# Dell laptop Vostro- 1720 battery



## celia50 (Nov 4, 2010)

Can anyone tell me where we can buy the battery for Dell Laptop Vostro - 1720 on the Costa Blanca,preferably Altea or surrounding area please.


----------



## Monkey Hangers (Jan 8, 2009)

If you can get on the internet elsewhere, I'd go E Bay every time.


----------



## xicoalc (Apr 20, 2010)

don't quote me on this but I believe that Dell use most of their own components and with laptop batteries it's so important not to get a generic one but to either get an original manufacturers one or indeed one that matches the exact specifications and of course fits the case – which is why usually only the original manufacturers ones will suffice.

I am not aware of anywhere on the Costa Blanca that carries a wide range of stock. There are literally thousands of possible laptop batteries and so I think any shop that you find would have to order one for you.

Dell do not have any outlets in Spain and everything is done directly so you could purchase from their website no doubt but as monkey hangers has just said eBay would be a good choice or alternatively Amazon. Many Amazon products are delivered free to Spain these days and they tend to arrive within a week. A word of warning though, if you are buying a laptop battery be careful – always buy an original one rather than compatible one because there are many cheap Chinese ones that I have seen horror stories of them exploding or causing damage to the computer.

Good luck!


----------



## Stravinsky (Aug 12, 2007)

I bought one recently for my HP and it cost £24. If you go to Dell or a Dell agent it may cost you a fortune


----------



## xicoalc (Apr 20, 2010)

Amazon.co.uk: Low Prices in Electronics, Books, Sports Equipment & more

dell 1720 battery | eBay

Dell Vostro 1720 Battery - 11.1V 4400mAh

Vostro 1720 battery - Dell - Search - All Dell.com

Starvinsky - you are absolutely right – I quickly looked on the Internet and the three links above are to Amazon, eBay, and Google shopping. Prices range from £20-£50. The last link is directed to Dell where the pricing is to be over £100!


----------



## bob_bob (Jan 5, 2011)

I've had 'generic' batteries for my Lenovo and Vaio off ebay and neither caused any problems.

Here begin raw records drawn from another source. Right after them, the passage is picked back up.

PR #735, opened 2017-12-04
Allow exporting quiz questions by a tag name

adamkarminski:
@gitkuba


adamkarminski:
I thought about changing a tag name to tag id, as it's more reliable... What do you think?

PR #933, opened 2018-06-08
Add a mechanism to timebox news display

adamkarminski:


resources/assets/js/components/course/dashboard/DashboardNews.vue
```diff
@@ -42,23 +44,34 @@
...
+				return CURRENT_NEWS !== ''
+			},
+			hasRequiredRole() {
+				return REQUIRED_ROLE === '' || this.hasRole(REQUIRED_ROLE)
+			},
+			hasSeenNews() {
+				return store.get(this.newsStoreKey)
+			},
+			isNewsTimely() {
+				let now = new Date()
```
bognix: why let not const?

resources/assets/js/components/course/dashboard/DashboardNews.vue
```diff
@@ -42,23 +44,34 @@
...
+				return (DISPLAY_FROM === '' || DISPLAY_FROM < now) &&
```
bognix:
```
return (!DISPLAY_FROM || DISPLAY_FROM < now) && (!DISPLAY_UNTIL || DISPLAY_UNTIL > now)
```
or
```
return (!DISPLAY_FROM instanceof Date || DISPLAY_FROM < now) && (...)
```
the second one is a bit safer in case one day for some reason DISPLAY_FROM will be equal to `"wczoraj"` by accident :)

resources/assets/js/components/course/dashboard/DashboardNews.vue
adamkarminski: ¯\_(ツ)_/¯

PR #935, opened 2018-06-08
fix for no display names in moderators feed

preziu:


resources/assets/js/store/modules/tasks.js
```diff
@@ -128,7 +128,11 @@ function _handleResponse({commit, dispatch}, response, resolve) {
 	const serializedTasks = {}
 	dataArray.forEach(task => {
 		serializedTasks[task.id] = _parseIncludes(included, task)
-		serializedTasks[task.id].assignee = assigneeProfiles[task.assignee_id] || {}
+		serializedTasks[task.id].assignee = Object.values(assigneeProfiles).find(assigneeProfile => {
+			if (assigneeProfile.user_id === task.assignee_id) {
```
bognix: `return assigneeProfile.user_id === task.assignee_id`

PR #959, opened 2018-06-29
Change deletion dependency for Rodo

preziu:


app/Http/Controllers/Api/PrivateApi/UserForgetAccountApiController.php
```diff
@@ -24,7 +25,7 @@ public function patch(Request $request)
 		$password = $request->password;
 
 		if ($user->id == $currentUserId) {
-			if (Hash::check($password, $user->password)) {
+			if (true) {
```
gitkuba: oooo Panie

gitkuba: oooo Panie

PR #965, opened 2018-07-12
Dockerfile

gitkuba:


Dockerfile.nginx
```diff
@@ -0,0 +1,3 @@
+FROM nginx
```
r0bj: I recommend always using image tag to specify image version.

Dockerfile.php
```diff
@@ -0,0 +1,34 @@
...
+# Install JS dependencies & run webpack build 
+#
+
+FROM node:8.11.3-alpine AS js-build
+WORKDIR /src
+
+COPY --from=php-build /src/. .
+RUN yarn run setup
+RUN node node_modules/cross-env/dist/bin/cross-env.js NODE_ENV=production node_modules/webpack/bin/webpack.js --progress --hide-modules --config=webpack.config.js
+RUN rm -rf node_modules && rm -rf resources/assets && rm -f storage/logs/*.log && rm -rf storage/app/public
```
r0bj: It would be probably better to have all those RUN command as one. In current version removing any files does not make any sense because every RUN command is another image layer so those removed files are using space anyway. My proposition:
```
RUN yarn run setup \
  && node node_modules/cross-env/dist/bin/cross-env.js NODE_ENV=production node_modules/webpack/bin/webpack.js --progress --hide-modules --config=webpack.config.js \
  && rm -rf node_modules && rm -rf resources/assets && rm -f storage/logs/*.log && rm -rf storage/app/public
```

PR #1018, opened 2018-08-30
[PLAT-479] Use elasticsearch for users autocomplete

gitkuba:


gitkuba:
TODO: Confirm user profiles are removed from index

£15 off Amazon BATTERY FOR DELL INSPIRON 1520 1521 1720 VOSTRO 1500 1700: Amazon.co.uk: Computers & Accessories plus postage.


----------



## RichTUK (Oct 15, 2012)

Make sure you look at the tech specs of the batteries though!!! Alot of the ones on ebay are 6 Cell 4400 mAh 11.1v batts which is why they are cheap, that only works out at less than 50 W/HR's (i think) where are the ones on the Dell website, even though they are alot more expensive they are 8 and 9 cell batteries with 77/88 W/HRs which will give your laptop a better power supply, the correct voltage, last longer on each charge and have a better lifetime than the replacement batteries from other shops. 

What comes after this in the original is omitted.